Date: Jan 18, 2013 5:23 AM
Author: Torsten
Subject: Re: Maximum Likelihood Estimation and Confidence Intervals
"Topi Kaaresoja" wrote in message <kdb1a9$75m$1@newscl01ah.mathworks.com>...

> Hi,

>

> I have conducted an experiment where users needed to judge where two events were simultaneous or not. The time (milliseconds) between the two events were varied like this:

>

> t=[0, 10, 20, 30, 50, 70, 100, 150, 300];

>

> The question was repeated n=96 times for each value of t. The proportion of "YES" answers is in a response vector

>

> y=[0.875 0.89583 0.89583 0.86458 0.69792 0.63542 0.34375 0.1875 0];

> x=n*y;

>

> I wanted to apply a Gaussian model to that data using maximum likelihood estimation (MLE) similarly than in an MLE Tutorial (http://people.physics.anu.edu.au/~tas110/Teaching/Lectures/L3/Material/Myung03.pdf).

>

> So the PDF of one x is binomial distribution, and my model is

> a*exp(-.5*(((t-mu)/sigma).^2);

>

> So, after some calculations, the negative log-likelihood function becomes:

>

> function loglik = gauss_mle_bin(w,t,y,n)

> % gauss_mle The log-likelihood function of the gaussian model

> % based on binary distribution on separate responses (Myung MLE tutorial)

> % t = vector or m latencies

> % y = vector of m proportion of ?simultaneous? responses

> % Estimates: w(1) = mu, w(2) = sigma, w(3) = a

> x=y*n;

> mu = w(1);

> sigma = w(2);

> a = w(3);

> h = -.5*(((t-mu)/sigma).^2);

> loglik = (-1) * (sum(log(a*exp(h)).*x) + sum(log(1-a*exp(h)).*(n-x)));

>

> I get nice estimates for mu, sigma and a with fminsearch or fminunc.

> 2.4895 77.6230 0.8956

>

> My problem is: How to get confidence intervals for these parameters?

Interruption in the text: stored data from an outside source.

PR #1671, opened 2021-12-03
libcriu: add single pre-dump support

adrianreber:
In contrast to the CLI it is not possible to do a single pre-dump via
RPC and thus libcriu. In cr-service.c pre-dump always goes into a
pre-dump loop followed by a final dump. runc already works around this
to only do a single pre-dump by killing the CRIU process waiting for the
message for the final dump.

Trying to implement pre-dump in crun via libcriu it is not as easy to
work around CRIU's pre-dump loop expectations as with runc that directly
talks to CRIU via RPC.

We know that LXC/LXD also does single pre-dumps using the CLI and runc
also only does single pre-dumps by misusing the pre-dump loop interface.

With this commit it is possible to trigger a single pre-dump via RPC and
libcriu without misusing the interface provided via cr-service.c. So
this commit basically updates CRIU to the existing use cases.

The existing pre-dump loop still sounds like a very good idea, but so
far most tools have decided to implement the pre-dump loop themselves.

With this change we can implement pre-dump in crun to match what is
currently implemented in runc.

### DIFF
--- a/lib/c/criu.c
+++ b/lib/c/criu.c
@@ -1512,7 +1512,7 @@ int criu_check(void)
 	return criu_local_check(global_opts);
 }
 
-int criu_local_dump(criu_opts *opts)
+static int dump(bool pre_dump, criu_opts *opts)
 {
 	int ret = -1;
 	CriuReq req = CRIU_REQ__INIT;
@@ -1520,7 +1520,7 @@ int criu_local_dump(criu_opts *opts)
 
 	saved_errno = 0;
 
-	req.type = CRIU_REQ_TYPE__DUMP;
+	req.type = pre_dump ? CRIU_REQ_TYPE__SINGLE_PRE_DUMP : CRIU_REQ_TYPE__DUMP;
 	req.opts = opts->rpc;
 
 	ret = send_req_and_recv_resp(opts, &req, &resp);
@@ -1528,7 +1528,7 @@ int criu_local_dump(criu_opts *opts)
 		goto exit;
 
 	if (resp->success) {
-		if (resp->dump->has_restored && resp->dump->restored)
+		if (!pre_dump && resp->dump->has_restored && resp->dump->restored)
 			ret = 1;
 		else
 			ret = 0;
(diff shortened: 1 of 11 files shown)


test/others/libcriu/test_pre_dump.c
```diff
@@ -0,0 +1,153 @@
...
+	}
+	if (cur_imgdir != -1)
+		close(cur_imgdir);
+	sprintf(p, "dir-%d", ++id);
+	mkdirat(wdir_fd, p, 0700);
+	cur_imgdir = openat(wdir_fd, p, O_DIRECTORY);
+	criu_set_images_dir_fd(cur_imgdir);
+}
+
+#define SUCC_ECODE 42
```
rst0git, line 38: It looks like this constant definition is duplicated in `test_notify.c`, `test_sub.c`, `test_pre_dump.c` and `test_iters.c`.

Would it be possible to move it in `lib.h`?

lib/c/criu.c
```diff
@@ -1512,23 +1512,23 @@ int criu_check(void)
 	return criu_local_check(global_opts);
 }
 
-int criu_local_dump(criu_opts *opts)
+static int dump_or_predump(bool pre_dump, criu_opts *opts)
```
rst0git, line 1515: Hmm, what about `checkpoint` instead of `dump_or_predump`?

Snorch:
Please, can we split test to separate patch?

Snorch:
General note:

We have too many loops in cr_service...
1:
```
cr_service()
{
        while (1) {
                child_pid = fork();
                if (child_pid == 0) {
                        cr_service_work(sk);
                }
        }
}
```
2:
```
cr_service_work()
{
more:
        /* parse and handle command */
        pre_dump_loop();
        if (!ret && msg->keep_open) 
                goto more;
}
```
3:
```
pre_dump_loop()
{
        do {
                pre_dump_using_req();
        } while (msg->type == CRIU_REQ_TYPE__PRE_DUMP);
}
```
Do we really need all those loops? =) Probably we can just remove pre_dump_loop and make it just a single predump and reuse loop in cr_service_work itself?

test/others/libcriu/test_pre_dump.c
adrianreber: done

adrianreber:
> Please, can we split test to separate patch?

Done

Snorch (approved):

rst0git (approved):
LGTM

Function mle does them automatically, but I have no idea how to pass my data to mle, because my data is not equally spaced.

>

> I know that I can get Hessian matrix from fminunc and by computing an inverse (variance-covariance matrix) and taking square root I will get approximations of standard errors for the parameters. From them I can calculate the 95% confidence intervals as follows:

>

> hessian = hessian returned by fminunc

> varcov = inv(hessian);

> stderrs = sqrt(diag(varcov));

> c= stderrs*sqrt(chi2inv(0.95,1));

>

> I would like to double check if these are correct with mle function (or by other means) if possible.

>

> Best,

>

> Topi Kaaresoja

> Nokia Research Center

> Finland

help nlparci

help nlpredci

Best wishes

Torsten.